原來,她已經習慣了將生活中的一切美好都與他分享。培養這樣的習慣很容易,他總是給她回應。即使不在身邊,這都讓她有被陪伴的感覺。
許嘉茗不知道將分享的習慣徹底戒掉,需要多久。
晚霞的照片實在很美,她沒有發朋友圈,打開了INS,這個帳號沒人關注,她幾乎不發東西。她將晚霞和分享欲,一並上傳了。
她的生活如常,只在一些細小的方面產生了變化。
這兒的夏天並不熱,她卻沒了胃口。她不會自虐到少吃,就是對食物沒了原來的熱愛。中午吃沙拉,晚上榨一杯蔬果,非常健康,熱量達標,還簡單省事。
經常睡得不踏實,她跟家庭醫生聊過,了解過她的飲食結構後,醫生建議她晚上加點碳水,她照做了,但依舊睡得一般。
許嘉茗沒有對醫生講的是,她一直處於心情低落中。她知道這是個必然的過程,也沒有傾訴的習慣。
她很努力地將自己的生活恢復正常,專心學習,固定的運動,閑暇時會讀書,看她從國內背回來的書。心想著以後買房了,她會將京州家中的書都搬過來,她會將爸爸讀過的書,都看一遍。
興許她比大多數人都要規律,自己知道的一點不正常是,她時不時會哭,毫無征兆可言。
她去公園散步,看著遛狗區內狗狗在玩耍,覺得可愛極了,可轉頭看到一個人牽著一條年邁的德牧,狗的皮毛已經松弛,行走緩慢,還帶著蹣跚,根本無法像其他狗一樣自由而精力旺盛地奔跑。

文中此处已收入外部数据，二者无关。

PR #637, opened 2021-02-15
feat: add client note and improve json problem guideline (#624)

### LINKED ISSUE #624: Robustness: clients should not break/crash when the server returns a non problem/json answer
Rule [#176](https://opensource.zalando.com/restful-api-guidelines/#176) directs servers to always return a problem/json response if there was an error.

Unfortunately, some clients are building on this, and just completely fail when they receive some error response with a different content (e.g. text/html), when they would log problem/json content (possibly when parsing the problem object from the response, or when trying to access parts of the parsed result for a log message).

Non-problem/json responses can always occur (e.g. because of some infrastructure components like the AWS load balancer returning a 502 error when the service is not reachable, and those infrastructure components often know nothing about the API guidelines).

Clients should be prepared to handle errors without a problem/json response body gracefully, relying just on the HTTP status code for error handling. (If it's just about logging, either omit this part of the log, or log e.g. the first line of the response (if it's a text/* one).)

We could either add a sentence/paragraph to Rule 176, or add a new rule for the expected client behavior.

(Thanks to @hjacobs for the suggestion.)

tkrop:
fixes #624.

Improve guideline to use Problem JSON:

* Add better guidance for consumers to setup `Accept: application/problem+json` but be prepared to receive nothing at all.
* Add better motivation why we prefer extended failure information via Problem JSON.

### DIFF
--- a/chapters/http-status-codes-and-errors.adoc
+++ b/chapters/http-status-codes-and-errors.adoc
@@ -339,17 +339,25 @@ number of requests made within a given window for each named entity.
 
 
 [#176]
-== {MUST} use problem JSON
+== {MUST} support problem JSON
 
-{RFC-7807}[RFC 7807] defines a Problem JSON object and  the media type
-`application/problem+json`. Operations should return it (together with a
-suitable status code) when any problem occurred during processing and you can
-give more details than the status code itself can supply, whether it be caused
-by the client or the server (i.e. both for {4xx} or {5xx} error codes).
+{RFC-7807}[RFC 7807] defines a Problem JSON object using the media type
+`application/problem+json` to provide an extensible human and machine readable
+failure information beyond the `status` to transports the failure kind (`type`
+/ `title`) and the failure cause and location (`instant` / `detail`). To make
+best use of this additional failure information, we expect that every endpoint
+is capable of returning a Problem JSON together with the status code, when a
+problem occurs during processing.
+
+**Note:** Clients **must not** rely on receiving a Problem JSON, since failure
+responses may be created by infrastructure components unaware of the API
+guidelines. In addition, clients usually need to setup the {Accept}-Header
+with `application/problem+json` to trigger delivery of the extended failure
+information.
 
 The Open API schema definition of the Problem JSON object can be found
-https://zalando.github.io/problem/schema.yaml[on github]. You can
-reference it by using:
+https://opensource.zalando.com/restful-api-guidelines/problem-1.0.1.yaml[on
+GitHub]. You can reference it by using:
 
 [source,yaml]
 ----
@@ -363,10 +371,11 @@ responses:
 ----
 
 You may define custom problem types as extensions of the Problem JSON object
-if your API needs to return specific, additional and detailed error information.
+if your API needs to return specific, additional, and more detailed error
+information.
 
-Problem `type` and `instance` identifiers in our APIs are not meant to be
-resolved. {RFC-7807}[RFC 7807] encourages that custom problem types are URI
+**Note:** Problem `type` and `instance` identifiers in our APIs are not meant
+to be resolved. {RFC-7807}[RFC 7807] encourages that problem types are URI
 references that point to human-readable documentation, **but** we deliberately
 decided against that, as all important parts of the API must be documented
 using <<101, OpenAPI>> anyway. In addition, URLs tend to be fragile and not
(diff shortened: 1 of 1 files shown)


chapters/http-status-codes-and-errors.adoc
```diff
@@ -339,17 +339,25 @@ number of requests made within a given window for each named entity.
...
+== {MUST} support problem JSON
+
+{RFC-7807}[RFC 7807] defines a Problem JSON object using the media type
+`application/problem+json` to provide an extensible human and machine readable
+failure information beyond the `status` to transports the failure kind (`type`
+/ `title`) and the failure cause and location (`instant` / `detail`). To make
+best use of this additional failure information, we expect that every endpoint
+is capable of returning a Problem JSON together with the status code, when a
+problem occurs during processing.
+
```
tfrauenstein, line 351: To make best use ... processing. 
-->
Endpoint responses must provide additional failure information via the 
Problem JSON object when an client usage error ( {4xx} HTTP status codes) 
or server side processing error ( ({5xx} HTTP status codes) is detected.

chapters/http-status-codes-and-errors.adoc
```diff
@@ -339,17 +339,25 @@ number of requests made within a given window for each named entity.
...
+**Note:** Clients **must not** rely on receiving a Problem JSON, since failure
+responses may be created by infrastructure components unaware of the API
+guidelines. In addition, clients usually need to setup the {Accept}-Header
+with `application/problem+json` to trigger delivery of the extended failure
+information.
```
tfrauenstein, line 356: Do we need this hint? I think the extended failure information should be always returned w/o need for client request acceptance hints.

chapters/http-status-codes-and-errors.adoc
```diff
@@ -339,17 +339,25 @@ number of requests made within a given window for each named entity.
...
+`application/problem+json` to provide an extensible human and machine readable
+failure information beyond the `status` to transports the failure kind (`type`
+/ `title`) and the failure cause and location (`instant` / `detail`). To make
+best use of this additional failure information, we expect that every endpoint
+is capable of returning a Problem JSON together with the status code, when a
+problem occurs during processing.
+
+**Note:** Clients **must not** rely on receiving a Problem JSON, since failure
+responses may be created by infrastructure components unaware of the API
+guidelines. In addition, clients usually need to setup the {Accept}-Header
```
tfrauenstein, line 354: Clients ** must not** .... guidelines.
-->
Clients must be robust and **must not rely** on Problem JSON object being returned in client or server error situations because a) failure responses may be created by infrastructure components unaware of the API
guidelines, and b) services might not always follow this guideline and not return the problem object in all HTTP error status situations.

chapters/http-status-codes-and-errors.adoc
```diff
@@ -339,17 +339,25 @@ number of requests made within a given window for each named entity.
...
-{RFC-7807}[RFC 7807] defines a Problem JSON object and  the media type
-`application/problem+json`. Operations should return it (together with a
-suitable status code) when any problem occurred during processing and you can
-give more details than the status code itself can supply, whether it be caused
-by the client or the server (i.e. both for {4xx} or {5xx} error codes).
+== {MUST} support problem JSON
+
+{RFC-7807}[RFC 7807] defines a Problem JSON object using the media type
+`application/problem+json` to provide an extensible human and machine readable
+failure information beyond the `status` to transports the failure kind (`type`
```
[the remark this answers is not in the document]
tkrop: Tried to by to smart referring to the Problem JSON `status` field, but this is definitely wrong here. I better the formal name `HTTP response status code`.

chapters/http-status-codes-and-errors.adoc
tkrop: I think, I got your point.

chapters/http-status-codes-and-errors.adoc
tkrop: Lets formulate (b) in a way that does not sound as if we approve this. I did this for (a) similar.

tfrauenstein: hmm -- errors will happen, and robustness against typical errors is a good idea. What about...
b) services might not always return the problem object with 100% guideline implementation in all failure situations

chapters/http-status-codes-and-errors.adoc
tkrop: I believe *yes*. It is often not obvious for clients, that they need to add `application/problem+json` to the `Accept`-Header, and also for service creators that their Problem is not delivered. I have improved the hint to better express this.

tkrop:
@tfrauenstein thanks for the review. I have updated based on your proposals.

chapters/http-status-codes-and-errors.adoc
tkrop: Have a look at the update I pushed.

vadeg:
👍

tkrop:
:+1:

ePaul:
:+1:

這一眼,她就落下了眼淚,邊走邊哭。直到找到了座椅,坐下大哭了一場。她知道這是在外邊,她卻無法控制自己,隻憋著聲,哭到喘不上氣。
她根本無法想象,魚丸老了的樣子,它也會這樣蹣跚而無力,仍會忠誠地跟在主人的身旁,卻只能向幼犬投去無奈而悲傷的眼神。
一隻德牧,壽命只有十來年,太短了,短到她會想,如果魚丸走了,它的主人,會有多難過。
而她,已經徹底拋棄了它。它那樣忠誠而熱情,她希望它忘了她,而不是思念她、責怪她為什麽不再陪它玩。
她這麽一個沒有責任心的人,這輩子都不會養狗了。
陷入死角後,她總會想不通,只能責怪自己,絕望的哭泣都不會再有人來安慰她。
哭了很久後,抹去眼淚時眼周的皮膚都很疼,她漸漸恢復了抬起頭時,那個牽著德牧的老人剛好走到了她跟前,猶豫了一下後,走上前問了她怎麽了。
許嘉茗看著他手上牽著的狗,已經是這樣老了,眼睛再一次模糊前,她說:“I lost my dog.”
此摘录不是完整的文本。